What is the number of lines below that contain the word "geeknoid"? Respond with that number alone.

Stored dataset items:
+ + + + + + +
PR #150, opened 2025-12-16
ci: Reintroduce semver check, but as a separate optional job

geeknoid:


ralfbiedert (approved):

ralfbiedert:
> What is the story - why was it disabled, how is it meant to be used, what does it mean to have it be optional?

Was originally enabled to prevent semver issues.

Had to be disabled because we currently publish from `master`, so with this on as well you could not "break semver" anymore in a regular commit without being forced to also change to a new major version, which in turn mandated a release.

Is now back on with "warning" to at least signal you might be doing something naughty, without interrupting workflows, until we have better solution.

sandersaares (approved):

PR #153, opened 2025-12-17
docs: Normalize feature handling for docs.rs

geeknoid:
- All crates now have the same docs.rs metadata so we get consistent behavior in our sources.

- Remove all `#[cfg_attr(docsrs, doc(cfg(...)))]` attributes from the codebase as they are no longer needed given I've turned on doc_auto_cfg which has the same effect, without needing manual annotations.

- Rename the scripts/repo-template folder to scripts/crate-template and update the internal references accordingly.

- Update the crate-template README.md and lib.rs to reflect needed modern defaults.


crates/bytesbuf/Cargo.toml
```diff
@@ -24,6 +24,10 @@ allowed_external_types = [
     "bytes::buf::buf_mut::BufMut",
 ]
 
+[package.metadata.docs.rs]
+all-features = true
+rustdoc-args = ["--cfg", "docsrs"]
```
sandersaares: I believe this cfg flag is already there by default and does not need to be specified explicitly.

Vaiz (approved):

crates/bytesbuf/Cargo.toml
geeknoid: @sanderseares Do you have a reference for this, cause what I find tells me differently:

----

The rustdoc-args line is specifically there so you can use the doc_auto_cfg or doc_cfg features. When docs.rs builds your crate, it passes that flag, allowing you to write code like this in your lib.rs:

```rust
#![cfg_attr(docsrs, feature(doc_auto_cfg))]

/// This function only exists if the "magic" feature is enabled.
/// Because of the 'docsrs' flag, it will have a visual badge in the docs!
#[cfg(feature = "magic")]
pub fn perform_magic() {}
```

What happens if you remove it?
If you remove the rustdoc-args line:

Your documentation will still build (because of all-features).

However, users won't be able to tell which functions require which features. Every function will look like it's part of the standard crate, which can be very confusing for someone trying to use your library without enabling every single feature.

# Recommendation

Keep both. It is currently the "gold standard" for Rust crate documentation. It ensures your docs are complete and that the UI clearly communicates feature requirements to your users.

Would you like me to show you how to set up the doc_auto_cfg attribute in your lib.rs to make those feature badges appear automatically?

sandersaares: Listening to AI "wisdom" is living life dangerously!

https://docs.rs/about/builds#detecting-docsrs

geeknoid: All right, I removed those.

sandersaares (approved):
+ + + + + + +
→ Task solution: 4